== EXCERPTED RECORDS ==
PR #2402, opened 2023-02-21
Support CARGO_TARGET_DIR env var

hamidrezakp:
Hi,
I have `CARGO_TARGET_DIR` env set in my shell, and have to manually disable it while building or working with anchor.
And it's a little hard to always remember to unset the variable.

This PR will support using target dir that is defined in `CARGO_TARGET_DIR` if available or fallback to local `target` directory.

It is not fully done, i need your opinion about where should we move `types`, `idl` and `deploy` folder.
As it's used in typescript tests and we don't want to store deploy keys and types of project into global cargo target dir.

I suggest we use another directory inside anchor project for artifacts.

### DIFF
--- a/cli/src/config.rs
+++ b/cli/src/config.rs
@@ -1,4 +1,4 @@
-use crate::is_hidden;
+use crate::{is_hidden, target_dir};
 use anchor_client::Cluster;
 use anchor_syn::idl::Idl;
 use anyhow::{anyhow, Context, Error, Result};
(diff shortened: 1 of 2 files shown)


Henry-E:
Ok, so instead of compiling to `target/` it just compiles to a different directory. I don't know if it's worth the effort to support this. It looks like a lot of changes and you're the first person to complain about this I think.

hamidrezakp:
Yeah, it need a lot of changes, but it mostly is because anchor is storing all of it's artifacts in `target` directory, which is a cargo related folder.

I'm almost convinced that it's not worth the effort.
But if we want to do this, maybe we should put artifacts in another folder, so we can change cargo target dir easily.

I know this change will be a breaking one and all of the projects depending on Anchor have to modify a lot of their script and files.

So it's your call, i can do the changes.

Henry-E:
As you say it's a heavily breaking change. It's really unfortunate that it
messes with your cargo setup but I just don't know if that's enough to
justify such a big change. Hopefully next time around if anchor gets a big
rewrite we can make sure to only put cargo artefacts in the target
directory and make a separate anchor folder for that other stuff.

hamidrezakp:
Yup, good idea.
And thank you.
===
== EXCERPTED RECORDS ==
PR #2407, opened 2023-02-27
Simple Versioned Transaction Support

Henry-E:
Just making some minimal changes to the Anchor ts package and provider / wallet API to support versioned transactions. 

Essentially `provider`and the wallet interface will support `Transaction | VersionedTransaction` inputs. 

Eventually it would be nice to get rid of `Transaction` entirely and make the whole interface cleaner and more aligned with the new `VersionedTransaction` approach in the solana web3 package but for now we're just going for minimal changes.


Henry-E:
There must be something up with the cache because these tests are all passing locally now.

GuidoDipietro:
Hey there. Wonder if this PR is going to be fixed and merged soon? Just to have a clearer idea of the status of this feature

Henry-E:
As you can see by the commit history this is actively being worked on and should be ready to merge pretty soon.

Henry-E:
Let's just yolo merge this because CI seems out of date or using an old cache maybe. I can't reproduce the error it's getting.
===
■ EXERCISE:
Read through the entries and copy each line in which "folder" appears.

■ EXERCISE RESULT:
It is not fully done, i need your opinion about where should we move `types`, `idl` and `deploy` folder.
Yeah, it need a lot of changes, but it mostly is because anchor is storing all of it's artifacts in `target` directory, which is a cargo related folder.
But if we want to do this, maybe we should put artifacts in another folder, so we can change cargo target dir easily.
directory and make a separate anchor folder for that other stuff.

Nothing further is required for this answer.